[Start of section]
PR #399, opened 2019-10-31
Fix Window AD DI issues

ctediz:


Fabric.Identity.API/Startup.cs
```diff
@@ -115,8 +117,17 @@ public void ConfigureServices(IServiceCollection services)
                 .AddSingleton<PolicyProvider>()
                 .AddTransient<IHealthCheckerService, HealthCheckerService>()
                 .AddTransient<ICorsPolicyProvider, DefaultCorsPolicyProvider>()
+                .AddLocalization(opts => { opts.ResourcesPath = "Resources"; })
                 .AddFluentValidations();
 
+            var mapperConfig = new MapperConfiguration(cfg =>
```
hckenmiller: So was the current culture localization and auto mapper having issues as well, or did you notice they weren't getting registered and didn't want to have issues because of it.

ctediz: Ya the mapper issue showed up later in the process once the SearchServices were registered.  The localization issue showed up when trying out azure

PR #829, opened 2024-06-24
Bug / Migrate Accounts Without Preferences

sonytooo:
Fix: handle cases where there are accounts without preferences in storage during accountsMigration


superKalo (approved):
For the archive: we had 11 failing E2E tests because of this missing fallback (that wasn’t handling the case where you might have an account without preferences).

Nonetheless, that’s not a real problem IMO, since importing an account with missing default preferences is not a valid use case since many versions (it was possible in the early versions of the extension, prev the beta one).

So I'll tweak the E2E .env variables too, but that's nice to have as a fallback, so approve ✅

PR #830, opened 2024-06-25
Fix: L2 broadcast no erc-4337

borislav-itskov:
Change log:
* EP authorization only for 0.7.0 accounts
* 0.6.0 accounts can only broadcast with EOA - fix the L2 broadcast so txns are successfull by including estimate_gas in the erc-4337 estimation if there's no erc 4337 estimation
* remove the custom Arbitrum estimation and rely on estimate_gas instead


Ivshti (commented):
lgtm

PR #836, opened 2024-06-27
Update/portfolio block number for portfolio view

gergana95:
Changelog: Update the portfolioView helper to compare latest and pending by blockNumber, in case we dont have signAccountOp active  - in this case we always use pending state. Otherwise - get the pending state in case is newer than  latest.


Ivshti (approved):
just look at Petyo's suggestion if still relevant

PetromirDev (approved):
[End of section]
■ **What you need to do**: All lines of the records above that contain the word "Update" are to be copied out.

■ **Solution to this exercise**:
Update/portfolio block number for portfolio view
Changelog: Update the portfolioView helper to compare latest and pending by blockNumber, in case we dont have signAccountOp active  - in this case we always use pending state. Otherwise - get the pending state in case is newer than  latest.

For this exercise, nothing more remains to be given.